Reproduce the records that follow exactly as they appear.

Start of Block

PR #91, opened 2026-05-11
docs(manual): regenerate menu + settings pages from current sources

bvdaakster:
## Summary

The on-site Menu Reference (`/manual/menu/`) was empty (the screen
table only had its header row) because the generator still pointed at
`data/scripts/ui/screens/main_menu.lua`, which doesn't exist any
more. The Settings Reference was empty for the same reason --
`settings_category.lua` was replaced by `lua/services/prefs_registry.lua`.

Both auto-generated pages now reflect the current sources.

## Changes

- **`tools/generate_lua_docs.py` — menu parser** (commit 1):
  - Looks up `lua/screens/menu.lua` and walks the new tabbed
    `CATEGORIES = {...}` structure (was the flat `items = {...}` with
    per-item `shortcut`).
  - `MenuItem` no longer has `shortcut` / `enabled`; new
    `MenuCategory` groups entries.
  - New brace-balancer skips Lua line comments (`--`) and long
    comments (`--[[ ... ]]`) — quotes inside the file's header
    docstring used to throw off the old balancer, which is why it
    silently returned an empty match.
  - Generated page renders one markdown table per tab and lists
    navigation that matches the T-Deck Plus keyboard (Tab/Alt+M to
    open the menu, Left/Right for tabs, Backspace for back — there
    is no Esc or Ctrl key).

- **`tools/generate_lua_docs.py` — settings parser** (commit 2):
  - Reads `lua/services/prefs_registry.lua` (was a non-existent
    `settings_category.lua`).
  - Treats `-- ---- Section ----` comment headers as category
    breaks; every `{ key = ..., type = ..., default = ..., ... }`
    becomes a row.
  - Compact per-category table (NVS key / Type / Default / Range
    or Options / Description) replaces the old per-setting H3
    sections, which depended on editor-only schema fields (`label`,
    `suffix`, `toggle`/`option`) that no longer exist in the
    registry.

## Numbers
- Menu page: **0 → 41 entries across 7 tabs**
- Settings page: **0 → 23 prefs across 7 categories**

## Test plan

- [x] `python tools/generate_lua_docs.py` reports the expected
      counts and writes both pages without errors.
- [x] Generated `docs/manual/menu/index.md` lists every screen reachable
      from `lua/screens/menu.lua`.
- [x] Generated `docs/manual/settings/index.md` lists every entry from
      `lua/services/prefs_registry.lua`.
- [x] Manual index (`docs/manual/index.md`) shows the correct totals in
      the contents table and inlines a per-tab summary of the menu.

### DIFF
--- a/tools/generate_lua_docs.py
+++ b/tools/generate_lua_docs.py
@@ -2243,7 +2243,7 @@ def generate_shell_guide_index(categories: List[SettingsCategory], modules: Dict
         "- **Arrow keys** or **Trackball**: Move focus through the list",
         "- **Enter**: Open the focused item",
         "- **Backspace** (back-arrow key): Go back to the previous screen",
-        "- **Tab** (Alt+M): Open the main menu from the desktop",
+        "- **Alt+M**: Open the main menu from the desktop",
         "- **Left** / **Right**: Switch between menu tabs",
         "",
         "## Contents",
@@ -2407,7 +2407,7 @@ def generate_menu_reference(menu_categories: List[MenuCategory]) -> str:
     lines = [
         "# Menu Reference",
         "",
-        "Press **Tab** (or Alt+M) on the desktop to open the main menu. The menu is",
+        "Press **Alt+M** on the desktop to open the main menu. The menu is",
         "organised into a horizontal tab strip; each tab lists the screens it owns.",
         "",
         "## Navigation",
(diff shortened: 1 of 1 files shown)


bvdaakster:
@claude fix the feedback

PR #99, opened 2026-05-11
docs(autopilot): fan out per-issue work across subagents

bvdaakster:
## Summary

- Reshapes `/autopilot` from a sequential per-issue loop into an **orchestrator + workers** model.
- The skill itself now handles pre-flight, batch claimability checks, worktree creation, and host-tool staging (including copying gitignored `tools/bin/luac32` forward so fresh worktrees can `pio run`).
- One `general-purpose` subagent per surviving issue is spawned in a **single message**, so the runtime fans them out in parallel. The orchestrator is explicitly forbidden from editing code, building, or opening PRs itself.
- Replaces the "2 consecutive hard failures" stop condition (a sequential concept) with "all agents in the batch SKIPPED". Caps a run at one batch of five.
- Notes that direct push to `test` is blocked by branch protection, so the `.worktrees/` gitignore must land via a PR rather than block the batch.

## Test plan

- [x] Skill markdown still parses (frontmatter intact, headings well-formed).
- [ ] Next `/autopilot` run successfully fans out a batch of subagents in parallel from a single message (will validate end-to-end on next invocation).


xtr-bas:
Addressed all three review comments in `da78ca2`:

- **`.claude/skills/autopilot/SKILL.md:103`** -- hardcoded `/home/bastiaan/Desktop/tdeck-os/` replaced with `<abs-repo-root>`, captured at Setup via `git rev-parse --show-toplevel`. Note added above the template explaining the substitution requirement.
- **`.claude/skills/autopilot/SKILL.md:92`** -- added a pre-flight `ls tools/bin/luac32` check at the top of the per-worktree-prep section. Fails fast with a clear "run pio run in the main checkout first" hint instead of spawning five agents that all die on the missing toolchain. The per-issue copy step retains the assertion in comment form.
- **`.claude/skills/autopilot/SKILL.md:31`** -- Setup step 2 now spells out the full branch + commit + push + `gh pr create --base test` + `git checkout test` dance, so the main checkout ends Setup back on a clean `test`.

`aac3475` merges latest `origin/test` into the branch; `pio run` clean.

xtr-bas:
Addressed two new inline comments in \`ceed92d\`:

- **\`.claude/skills/autopilot/SKILL.md:122\`** -- \`git worktree add -b\` only seeds the branch from \`origin/test\`; it does not set an upstream. Reworded "tracking it" to "no upstream set yet -- first push uses \`git push -u\`".
- **\`.claude/skills/autopilot/SKILL.md:143-144\`** -- dropped the invalid "(1M context)" suffix from the \`Co-Authored-By\` trailer. The trailer is still hardcoded to Opus 4.7; making it match the executing subagent model dynamically is a separate concern and left for a follow-up.

\`6603920\` merges latest \`origin/test\`; \`pio run\` clean.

End of Block

> [Expected output]
PR #91, opened 2026-05-11
docs(manual): regenerate menu + settings pages from current sources

bvdaakster:
## Summary

The on-site Menu Reference (`/manual/menu/`) was empty (the screen
table only had its header row) because the generator still pointed at
`data/scripts/ui/screens/main_menu.lua`, which doesn't exist any
more. The Settings Reference was empty for the same reason --
`settings_category.lua` was replaced by `lua/services/prefs_registry.lua`.

Both auto-generated pages now reflect the current sources.

## Changes

- **`tools/generate_lua_docs.py` — menu parser** (commit 1):
  - Looks up `lua/screens/menu.lua` and walks the new tabbed
    `CATEGORIES = {...}` structure (was the flat `items = {...}` with
    per-item `shortcut`).
  - `MenuItem` no longer has `shortcut` / `enabled`; new
    `MenuCategory` groups entries.
  - New brace-balancer skips Lua line comments (`--`) and long
    comments (`--[[ ... ]]`) — quotes inside the file's header
    docstring used to throw off the old balancer, which is why it
    silently returned an empty match.
  - Generated page renders one markdown table per tab and lists
    navigation that matches the T-Deck Plus keyboard (Tab/Alt+M to
    open the menu, Left/Right for tabs, Backspace for back — there
    is no Esc or Ctrl key).

- **`tools/generate_lua_docs.py` — settings parser** (commit 2):
  - Reads `lua/services/prefs_registry.lua` (was a non-existent
    `settings_category.lua`).
  - Treats `-- ---- Section ----` comment headers as category
    breaks; every `{ key = ..., type = ..., default = ..., ... }`
    becomes a row.
  - Compact per-category table (NVS key / Type / Default / Range
    or Options / Description) replaces the old per-setting H3
    sections, which depended on editor-only schema fields (`label`,
    `suffix`, `toggle`/`option`) that no longer exist in the
    registry.

## Numbers
- Menu page: **0 → 41 entries across 7 tabs**
- Settings page: **0 → 23 prefs across 7 categories**

## Test plan

- [x] `python tools/generate_lua_docs.py` reports the expected
      counts and writes both pages without errors.
- [x] Generated `docs/manual/menu/index.md` lists every screen reachable
      from `lua/screens/menu.lua`.
- [x] Generated `docs/manual/settings/index.md` lists every entry from
      `lua/services/prefs_registry.lua`.
- [x] Manual index (`docs/manual/index.md`) shows the correct totals in
      the contents table and inlines a per-tab summary of the menu.

### DIFF
--- a/tools/generate_lua_docs.py
+++ b/tools/generate_lua_docs.py
@@ -2243,7 +2243,7 @@ def generate_shell_guide_index(categories: List[SettingsCategory], modules: Dict
         "- **Arrow keys** or **Trackball**: Move focus through the list",
         "- **Enter**: Open the focused item",
         "- **Backspace** (back-arrow key): Go back to the previous screen",
-        "- **Tab** (Alt+M): Open the main menu from the desktop",
+        "- **Alt+M**: Open the main menu from the desktop",
         "- **Left** / **Right**: Switch between menu tabs",
         "",
         "## Contents",
@@ -2407,7 +2407,7 @@ def generate_menu_reference(menu_categories: List[MenuCategory]) -> str:
     lines = [
         "# Menu Reference",
         "",
-        "Press **Tab** (or Alt+M) on the desktop to open the main menu. The menu is",
+        "Press **Alt+M** on the desktop to open the main menu. The menu is",
         "organised into a horizontal tab strip; each tab lists the screens it owns.",
         "",
         "## Navigation",
(diff shortened: 1 of 1 files shown)


bvdaakster:
@claude fix the feedback

PR #99, opened 2026-05-11
docs(autopilot): fan out per-issue work across subagents

bvdaakster:
## Summary

- Reshapes `/autopilot` from a sequential per-issue loop into an **orchestrator + workers** model.
- The skill itself now handles pre-flight, batch claimability checks, worktree creation, and host-tool staging (including copying gitignored `tools/bin/luac32` forward so fresh worktrees can `pio run`).
- One `general-purpose` subagent per surviving issue is spawned in a **single message**, so the runtime fans them out in parallel. The orchestrator is explicitly forbidden from editing code, building, or opening PRs itself.
- Replaces the "2 consecutive hard failures" stop condition (a sequential concept) with "all agents in the batch SKIPPED". Caps a run at one batch of five.
- Notes that direct push to `test` is blocked by branch protection, so the `.worktrees/` gitignore must land via a PR rather than block the batch.

## Test plan

- [x] Skill markdown still parses (frontmatter intact, headings well-formed).
- [ ] Next `/autopilot` run successfully fans out a batch of subagents in parallel from a single message (will validate end-to-end on next invocation).


xtr-bas:
Addressed all three review comments in `da78ca2`:

- **`.claude/skills/autopilot/SKILL.md:103`** -- hardcoded `/home/bastiaan/Desktop/tdeck-os/` replaced with `<abs-repo-root>`, captured at Setup via `git rev-parse --show-toplevel`. Note added above the template explaining the substitution requirement.
- **`.claude/skills/autopilot/SKILL.md:92`** -- added a pre-flight `ls tools/bin/luac32` check at the top of the per-worktree-prep section. Fails fast with a clear "run pio run in the main checkout first" hint instead of spawning five agents that all die on the missing toolchain. The per-issue copy step retains the assertion in comment form.
- **`.claude/skills/autopilot/SKILL.md:31`** -- Setup step 2 now spells out the full branch + commit + push + `gh pr create --base test` + `git checkout test` dance, so the main checkout ends Setup back on a clean `test`.

`aac3475` merges latest `origin/test` into the branch; `pio run` clean.

xtr-bas:
Addressed two new inline comments in \`ceed92d\`:

- **\`.claude/skills/autopilot/SKILL.md:122\`** -- \`git worktree add -b\` only seeds the branch from \`origin/test\`; it does not set an upstream. Reworded "tracking it" to "no upstream set yet -- first push uses \`git push -u\`".
- **\`.claude/skills/autopilot/SKILL.md:143-144\`** -- dropped the invalid "(1M context)" suffix from the \`Co-Authored-By\` trailer. The trailer is still hardcoded to Opus 4.7; making it match the executing subagent model dynamically is a separate concern and left for a follow-up.

\`6603920\` merges latest \`origin/test\`; \`pio run\` clean.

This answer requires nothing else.